It is useful to prove (5) for the transformed variable \(u=e^{-t}\). We define

$$\begin{aligned} z (t) = \sqrt{t - \frac{1}{2} \ln t - \ln (2\sqrt{\pi }) + \frac{1}{4} \frac{\ln t}{t} +\frac{\delta (t)}{t} } \end{aligned}$$
(6)

which exists for \(t > 0\). In a first step we prove that this is the asymptotic expansion of \(z=\Phi ^{-1}(1-e^{-t})\) as \(z,t \rightarrow \infty \) with a suitable function \({\delta }={\delta }(t)=O(1)\). In a second step we show the bound on \(\delta \). Observe that \(z \ge 1\) implies \(t \ge \ln \Phi (-1))=-2,54\dots \). By Lemma 3.1, for \( z \ge 1\)

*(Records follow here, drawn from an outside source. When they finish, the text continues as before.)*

PR #1765, opened 2024-03-19
Properly use selected string for replacements in FindReplaceDialog #1754

### LINKED ISSUE #1754: 2024-03: "Find/Replace"-Button has no effect anymore without manually shifting focus back to the editor
To reproduce:
- Type Ctrl+F
- Click the "Replace with"-field
- Click the "Find/Replace"-button
- Nothing happens until you click into the editor again

findreplace

HeikoKlare:
When opening the FindReplaceDialog with an active selection in a text viewer, the input field for the find string is filled with the content of that selection. In addition, the replace functionality of the dialog is activated. Currently, using the replace functionality does not work because it requires a find operation to be executed before, which is currently not done.

With this change, initializing the dialog with the current selection performs the missing find operation before executing a replace operation. The according functionality is refactored and a regression test is added.

Fixes https://github.com/eclipse-platform/eclipse.platform.ui/issues/1754

### DIFF
--- a/bundles/org.eclipse.ui.workbench.texteditor/src/org/eclipse/ui/texteditor/FindReplaceDialog.java
+++ b/bundles/org.eclipse.ui.workbench.texteditor/src/org/eclipse/ui/texteditor/FindReplaceDialog.java
@@ -259,7 +259,7 @@ class FindReplaceDialog extends Dialog {
 		updateCombo(fReplaceField, replaceHistory.get());
 
 		// get find string
-		initFindStringFromSelection();
+		initFindString();
 
 		// set dialog position
 		if (fDialogPositionInit != null)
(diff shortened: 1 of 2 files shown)


HeikoKlare:
@Wittmaxi Can you have a look at this please?

bundles/org.eclipse.ui.workbench.texteditor/src/org/eclipse/ui/texteditor/FindReplaceDialog.java
```diff
@@ -898,35 +898,58 @@ private void storeSettings() {
...
+	 * the newest search history entry.
+	 */
+	private void initFindString() {
+		if (!okToUse(fFindField)) {
+			return;
+		}
+
+		fFindField.removeModifyListener(fFindModifyListener);
+		if (!initFindStringFromSelection()) {
+			initFindStringFromHistory();
```
Wittmaxi, line 915: ~~This is introducing new behavior. Since we select the "history-find-string" by default, simply pressing any beginning letter of a new search word would just overwrite the entire string, meaning that the workflows are exactly the same - I believe that that is an alright change to make. I just wonder if that new behaviour could confuse a user who instinctively presses "backspace" instead of overwriting the word, thus adding one keypress to his user journey?~~

This is not introducing new behaviour and makes total sense - I overlooked the place in the old code where this exact behavior was already present.

bundles/org.eclipse.ui.workbench.texteditor/src/org/eclipse/ui/texteditor/FindReplaceDialog.java
```diff
@@ -898,35 +898,58 @@ private void storeSettings() {
...
+		fFindField.setSelection(new Point(0, fFindField.getText().length()));
+		fFindField.addModifyListener(fFindModifyListener);
+	}
+
 	/**
 	 * Initializes the string to search for and the appropriate text in the Find
 	 * field based on the selection found in the action's target.
 	 */
-	private void initFindStringFromSelection() {
+	private boolean initFindStringFromSelection() {
```
Wittmaxi: I wonder if adding a return type to this function might not be giving too much responsibility to the function?

bundles/org.eclipse.ui.workbench.texteditor/src/org/eclipse/ui/texteditor/FindReplaceDialog.java
```diff
@@ -898,35 +898,58 @@ private void storeSettings() {
...
+		} else {
+			fGlobalRadioButton.setSelection(false);
+			fSelectedRangeRadioButton.setSelection(true);
+		}
+		return true;
+	}
+
+	private void initFindStringFromHistory() {
+		if ("".equals(fFindField.getText())) { //$NON-NLS-1$
+			if (!findHistory.isEmpty())
```
Wittmaxi: In general, we wanted to always add braces even for single-line-scopes.
Wouldn't it make sense to introduce the braces for these blocks now, while we are already doing a refactoring?

Wittmaxi (commented):
I believe these changements make sense. I have a few questions left, but would not mind these changes being merged.

bundles/org.eclipse.ui.workbench.texteditor/src/org/eclipse/ui/texteditor/FindReplaceDialog.java
HeikoKlare: Coupling the query logic with action logic in one method is not necessary here. I have cleaned the code by separating into two methods in 033648c.

bundles/org.eclipse.ui.workbench.texteditor/src/org/eclipse/ui/texteditor/FindReplaceDialog.java
HeikoKlare: Done in 033648c.

HeikoKlare:
Thanks for checking the changes, @Wittmaxi! I have incorporated your improvement proposals.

$$\begin{aligned} e^{-t}= 1- \Phi (z) = \frac{1}{2\sqrt{\pi }\, z} e^{- z^2} \left( 1 - \frac{\theta (z)}{2 z^2}\right) \end{aligned}$$
(7)

as \(z \rightarrow \infty \) with some \(\theta (z) \in (0,1)\), which immediately implies that \( z=z(t) \rightarrow \infty \) as \( t \rightarrow \infty \). Equation (7) shows that \(e^t \ge 2 \sqrt{\pi }z e^{z^2}\) and thus

$$\begin{aligned} t \ge \ln (2 \sqrt{\pi }) + \ln z(t) + z(t)^2 \ge z(t)^2 \end{aligned}$$

for \(z \ge 1\). The function \(z=z(t)\) is the inverse function we are looking for, if it satisfies

$$\begin{aligned} 4 \pi z(t)^2 e^{-2t} = e^{- 2z(t)^2} \left( 1 - \frac{\theta (z)}{2 z^2}\right) ^2. \end{aligned}$$
(8)

We plug (6) into this equation. This leads to

$$\begin{aligned} t - \frac{1}{2} \ln t - \ln (2\sqrt{\pi }) + \frac{1}{4} \frac{\ln t }{t} + \frac{\delta (t)}{ t}&= t e^{ - \frac{1}{2} \frac{\ln t}{t} - 2\frac{\delta (t)}{t} } \left( 1 - O(t^{-1})\right) \\&= t - \frac{1}{2} \ln t - 2 \delta (t) - O(1) \end{aligned}$$

and shows \( - \ln (2\sqrt{\pi }) + o(1)=- 2 \delta (t) - O(1) \). Thus the function z(t) given by (6) in fact satisfies (7) and therefore it is the asymptotic expansion of the inverse function.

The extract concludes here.